Serotyping identified clear geographic differences in serotype distribution (Table 1). Serotype A was the most widespread, detected in Jiangsu (29 positive samples), Guangxi (24 positive samples), Guangdong (8 positive samples), Hebei (7 positive samples), Anhui (4 positive samples), and Henan (2 positive samples). In contrast, serotype B was identified in only one sample from Guangxi and one from Guangdong. Serotype C exhibited regional clustering, predominating in Jiangsu (23 positive samples) and Guangxi (22 positive samples), with lower occurrence in Zhejiang (4 positive samples) and Guangdong (2 positive samples). Serotype C was absent from Sichuan, Hubei, Hebei, Anhui, Henan. These results indicate co-circulation of serotypes A and C in key provinces (e.g., Jiangsu, Guangxi, Guangdong), a more restricted distribution of serotype A in northern/central regions, and an apparent absence of serotype B during the study period.

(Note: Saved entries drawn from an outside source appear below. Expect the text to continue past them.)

PR #1533, opened 2018-03-27
Ns/fix swiss issue

NitigyaS:
1) Added Flag to enable versioning in scripts
2) Set Flag to true in all.yml
3) Set Flag to false for swiss

### DIFF
--- a/ansible/group_vars/all.yml
+++ b/ansible/group_vars/all.yml
@@ -140,4 +140,4 @@ es_snapshot_bucket: "dimagi-{{ deploy_env }}-es-snapshots"
 aws_region: None
 # this reads "'s3.{{ aws_region }}.amazonaws.com' if aws_region else None"
 aws_endpoint: '{{ aws_region and "s3." + aws_region + ".amazonaws.com" }}'
-aws_versioning_enable: true
+aws_versioning_enabled: true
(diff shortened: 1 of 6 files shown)


ansible/roles/backups/templates/create_blobdb_backup.sh.j2
```diff
@@ -4,12 +4,18 @@ DAYS_TO_RETAIN_BACKUPS=$2
 HOSTNAME=$(hostname)
 TODAY=$(date +"%Y_%m_%d")
 BACKUP_FILE="blobdb_${BACKUP_TYPE}_${TODAY}.tar.gz"
+UPLOAD_NAME="blobdb_${BACKUP_TYPE}_${HOSTNAME}.tar.gz"
+
+{% if not aws_versioning_enable%}
+#Reset if versioning is not enabled
+UPLOAD_NAME="${BACKUP_FILE}"
+{% endif %}
```
snopoke: These would be a bit clearer if it was just an `if else`
```
{% if not aws_versioning_enable%}
UPLOAD_NAME="${BACKUP_FILE}"
{% else %}
UPLOAD_NAME="blobdb_${BACKUP_TYPE}_${HOSTNAME}.tar.gz"
{% endif %}
```

ansible/group_vars/all.yml
```diff
@@ -140,3 +140,4 @@ es_snapshot_bucket: "dimagi-{{ deploy_env }}-es-snapshots"
 aws_region: None
 # this reads "'s3.{{ aws_region }}.amazonaws.com' if aws_region else None"
 aws_endpoint: '{{ aws_region and "s3." + aws_region + ".amazonaws.com" }}'
+aws_versioning_enable: true
```
dannyroberts: I think this variable should be named `aws_versioning_enabled` (with a d).

snopoke:
@NitigyaS is this done?

NitigyaS:
yes

PR #1534, opened 2018-03-27
Added datadog_integration_http.

NitigyaS:
Datadog is skipping configs 
in https://github.com/dimagi/commcare-cloud/blob/ee1692663eddb6e10870cbf8c05f7991c1abfd0a/ansible/roles/datadog/tasks/add_integrations.yml#L38
since variable `datadog_integration_http` was not defined.

### DIFF
--- a/ansible/group_vars/all.yml
+++ b/ansible/group_vars/all.yml
@@ -93,6 +93,7 @@ datadog_integration_riakcs: false
 datadog_integration_zk: false
 datadog_integration_jmx: false
 datadog_integration_vmware: false
+datadog_integration_http: false
 
 root_email: commcarehq-ops+root@dimagi.com
 server_email: commcarehq-noreply@dimagi.com


NitigyaS:
I removed the condition `item is defined` because this play was skipped . Ran the --check mode and got the error `datadog_integration_http is not defined` . the error was resolved on adding the variable.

Seasonal dynamics revealed that a clear seasonal pattern was observed (Figure 1B). The positive rate increased from 33.3% in September 2024 to a peak of 87.0% in December 2024. A sustained high-incidence phase occurred from January to March 2025 (100.0%), followed by a sharp decline to 0% in April 2025. Positivity remained low throughout May–September. A distinct resurgence was observed in October 2025 (54.2%), establishing a stable, annual epidemic cycle with peak activity during late autumn and winter.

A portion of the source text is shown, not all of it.